Many newspapers and officials called for the arrest of the head of the Mossad. The Dubai's police chief has demanded the arrest of the head of Mossad if the Mossad (Israeli's spy agency) was involved and responsible for the killing of the commander in Dubai.[5] As well as Hamas itself, who blamed the Mossad for the killing and declared revenge.[6]

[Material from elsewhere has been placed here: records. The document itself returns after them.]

PR #142, opened 2026-07-28
View > Toggle Sidebar was permanently disabled

C-K-Loan:
The View menu's "Show Sidebar" command and its ⌃⌘S keyboard shortcut have never worked — `SidebarCommands()` is SwiftUI's stock API for a real `NavigationSplitView`, but this app's sidebar is a custom `ZStack` and has never had one. The menu item read `enabled: false` unconditionally.

This wires the menu command to the app's actual sidebar-visibility state, mirroring the existing `newChatRequest` pattern used elsewhere in the app. The toolbar sidebar-toggle button (a separate, custom-built control) is unaffected — this only fixes the standards-based menu/keyboard path.

Small, self-contained fix — unrelated to the tool-registry work in the other open PR.

### DIFF
--- a/Sources/Nativ/AppDelegate.swift
+++ b/Sources/Nativ/AppDelegate.swift
@@ -504,6 +504,11 @@ final class AppDelegate: NSObject, NSApplicationDelegate, NSMenuDelegate {
         showMainWindow()
     }
 
+    func toggleSidebar() {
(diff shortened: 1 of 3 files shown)


lucasnewman (approved):
@C-K-Loan Thanks!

Israel has refused to comment on the accusations that Mossad was behind the killing.[3]
(January 19, 2010) | |
2:29 am | Team leader arrives in Dubai |
3:25 pm | Mabhouh arrives at hotel |
3:51 pm | Team reserves opposite room |
4:23 pm | Mabhouh exits hotel |
8:24 pm | He comes back to hotel |
(Mabhouh is killed) | |
8:46 pm | Team begins to leave hotel |
(January 20) | |
1:30 pm | Body of Mabhouh discovered |
On 19 January 2010, al-Mabhouh was killed in his room in a hotel in Dubai, after being followed by 11 suspects of different nationalities. The Sunday Times reports that al-Mabhouh was tracked since January 19, 2010, on his 10:05 a.m. departure from Damascus, Syria to Dubai on Emirates Flight 912.[8] While it states that he traveled under a false passport,[8] Hamas and Dubai officials maintain that al-Mabhouh entered the country under his own identity[9] at 3:15 p.m.[10] Normally al-Mabhouh would have been protected by bodyguards, but their arrival was delayed because the plane was full.[11] Dubai’s police chief, Lt Gen Dahi Khalfan, stated that Mabhouh was transiting in Dubai before traveling to China. [12]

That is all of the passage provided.